A notable finding in our study was that the TNIP1 gene was nominally associated with SLE in patients with renal or immunological disorder, both in the case-only and case–control subgroup analyses. The association of TNIP1 in the SLE patients with renal and immunological disorder has also been reported in two independent studies on Chinese and Japanese populations.23, 24 Epidemiological studies have observed higher rates of renal involvement in SLE patients of Asian origin,27 which may corroborate our finding that the contribution of TNIP1 to the disease association was 2.1–2.6 times higher in the Asian cohort than the Caucasian cohort. In addition to SLE, association of TNIP1 with psoriasis has been reported for both Caucasian and Asian populations.28, 29 However, the SNPs reported for psoriasis are only in weak LD with the two TNIP1 SNPs studied here (r20.11 in Caucasians and r20.18 in Asians, HapMap release no. 28). TNIP1 has also been found as a risk factor for systemic sclerosis (SSc) in a GWAS based on Caucasian populations.30 Interestingly, the TNIP1 SNPs associated with SSc are in medium LD in Caucasians (0.13≤r2≤0.58) but in weak LD in Asians (r20.10) with the two SLE-associated SNPs in this study. Further studies in patients with SLE and other autoimmune diseases of different ethnical origins and with well-defined clinical characteristics will help to clarify the contribution of TNIP1 to the differences in disease manifestations across populations. The association for SLC15A4 and renal involvement was the only signal to pass multiple testing correction in both the case-only and case–control subphenotype analyses. This has to our knowledge not previously been reported in Caucasians or Asians.

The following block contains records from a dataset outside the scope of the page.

PR #742, opened 2015-05-08
Added strictSSL support from global config

jschultzmn:


jschultzmn:
Accidental pull request, not ready yet

PR #746, opened 2015-05-09
Strict ssl

### LINKED ISSUE #725: strictSSL option
A global-level config option, which is added to endpoint options for each registry constructor. Then each registry implementation usage of `request` should follow it.

smastous:
Closes #725

### DIFF
--- a/lib/registry.js
+++ b/lib/registry.js
@@ -194,9 +194,12 @@ exports.configure = function(registry) {
   }
 
   registryConfig.name = registry;
+  registryConfig.strictSSL = globalConfig.config.strictSSL;
+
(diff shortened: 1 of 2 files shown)


lib/registry.js
```diff
@@ -65,6 +65,7 @@ exports.load = function(registry) {
     }, globalConfig.config.registries[registry] || {});
 
     options.name = registry;
+    options.strictSSL = 'strictSSL' in globalConfig.config ? globalConfig.config.strictSSL : true;
```
guybedford: Surely this can just be `globalConfig.config.strictSSL` if we have the default set in global-config as above?

guybedford:
Thanks so much for this work!

lib/registry.js
smastous: Totally agree.  Fixing now.

PR #753, opened 2015-05-12
More aggressive --edge version resolution

crisptrutski:


guybedford:
Let's merge https://github.com/jspm/jspm-cli/pull/701 and rebase first?

cli.js
```diff
@@ -65,6 +65,8 @@ process.on('uncaughtException', function(err) {
       + '\n'
       + '  install react --lock             Stable install, locking existing dependencies\n'
       + '\n'
+      + '  install react --edge             Untable install\n'
```
guybedford: To save space -  `  install react=npm:react --edge   Install a package from a registry to latest unstable\n'

crisptrutski:
@guybedford there's an issue here around npm - the dist-tag is usually the latest stable version, so don't think we can prioritize it in the "--edge, no range provided" scenario.

Example:

`jspm install react@0.14`: fail, no stable
`jspm install react@0.14 --edge`: installs 0.14.0-alpha1
`jspm install react --edge`: installs 0.13.3

Moving `latest` precedence to after semver and before exact, when edge, seems appropriate.

crisptrutski:
Additionally, `jspm update` after `jspm install react@0.14 --edge` results in `err  No version match found for npm:react@0.14`. 

Seems edge installs should save the resolved version to config, and never the range

PR #757, opened 2015-05-14
JSPM Install should install devDependencies

### LINKED ISSUE #747: JSPM Install should install devDependencies.
`npm install` installs `dependencies` and `devDependencies`.  JSPM should do the same thing when `jspm install` is executed.  When I first checkout a repository, I do not want to have to execute `jspm install` and `jspm install --dev` just to get my repo into a state that I can start working on it.

crisptrutski:
Closes #747

### DIFF
--- a/lib/install.js
+++ b/lib/install.js
@@ -351,10 +351,17 @@ function install(name, target, options, seen) {
         primaryRanges[name] = target.copy();
       // store in package.json
       if (!options.link) {
-        if (!options.dev)
+        if (name in config.pjson.dependencies)
           config.pjson.dependencies[name] = primaryRanges[name];
-        else
+        else if (name in config.pjson.devDependencies)
           config.pjson.devDependencies[name] = primaryRanges[name];
+        else if (!options.dev) {
+          config.pjson.dependencies[name] = primaryRanges[name];
+        }
+        else {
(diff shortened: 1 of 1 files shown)


guybedford:
I'd suggest testing that this doesn't result in all dependencies being saved back into the `dependencies` object.

guybedford:
I think you'll see `traceur` and `babel` have become normal dependencies when doing this.

crisptrutski:
In my testing the behaviour was as expected (existing project, installing new dependencies with and without `--dev`).

How did you test it?

guybedford:
`jspm install` with no arguments.

crisptrutski:
See it, will touch up

crisptrutski:
Came up with a solution, let me know if you're satisfied (unfortunately all four branches can occur)

crisptrutski:
Potentially problematic: can't install different versions to each group, or move dependencies between groups, using `jspm install` with this approach

guybedford:
Commit?

crisptrutski:
Network woes it seems, pushed again

guybedford:
Nice. It seems to look good to me. Let's merge, then I'll do some more testing on master for feedback.

PR #761, opened 2015-05-15
Revise precedence of `latest` when installing `edge`

crisptrutski:
Refs #753

Addresses unexpected behaviour mentioned in comment

### DIFF
--- a/lib/install.js
+++ b/lib/install.js
@@ -228,6 +228,13 @@ function install(name, target, options, seen) {
       else
         target.setVersion(resolution.version);
     }
+    else if(options.edge && !options.parent && !options.link) {
+      // use strictest compatible semver range if installing --edge without target, or
+      // with a range that does not include the resolved version
+      if (!target.version || !semver.match(target.version, resolution.version)) {
+        target.setVersion('^' + resolution.version);
+      }
+    }
 
     // load our fork ranges to do a resolution
     return loadExistingForkRanges(resolution, name, options.parent, options.inject)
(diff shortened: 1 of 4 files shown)


lib/package.js
```diff
@@ -185,7 +185,7 @@ function getVersionMatch(pkgVersion, versions, options) {
 
   if (!pkgVersion) {
     var latest = options && options.latestVersion && versions[options.latestVersion];
-    if (latest)
+    if (!edge && latest)
```
guybedford: :+1:

guybedford:
All looks good. Agree the `--edge` range should be replaced by the actual. This can be done by enabling this condition to apply for edge as well - https://github.com/jspm/jspm-cli/pull/761/files#diff-f6618e1cc731d58106a806b7679a7616R225.

lib/install.js
```diff
@@ -110,9 +110,10 @@ exports.install = function(targets, options) {
     else if (targets && options.doUpdate)
       Object.keys(targets).forEach(function(module) {
```
guybedford: Can we comment what this whole block is doing?

guybedford:
Better link to that code - https://github.com/jspm/jspm-cli/blob/master/lib/install.js#L224.

crisptrutski:
@guybedford took a feather from cap, but discarding user supplied ranges only when necessary (since we don't provide edge-range literals to store)

lib/install.js
```diff
@@ -227,6 +228,13 @@ function install(name, target, options, seen) {
       else
         target.setVersion(resolution.version);
     }
+    else if(options.edge && !options.parent && !options.link) {
```
guybedford: space after `else if (`

guybedford:
:+1:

In addition to genetic differences across ethnicities, variation in environment, culture, socioeconomic status and methodological factors could also underlie differences in disease prevalence and manifestations between ethnic groups.27, 31 Therefore, a multi-ethnic study design is superior to studies based on a single ethnic group, because in the former design the influence of potential non-genetic factors are neutralized, which makes the study more robust in dissecting the impact of genetic factors in complex diseases such as SLE. Here, we have studied common SLE risk variants, which are likely to be shared between different populations; it remains to be seen if rare alleles contribute to risk of SLE in multiple populations in a similar manner.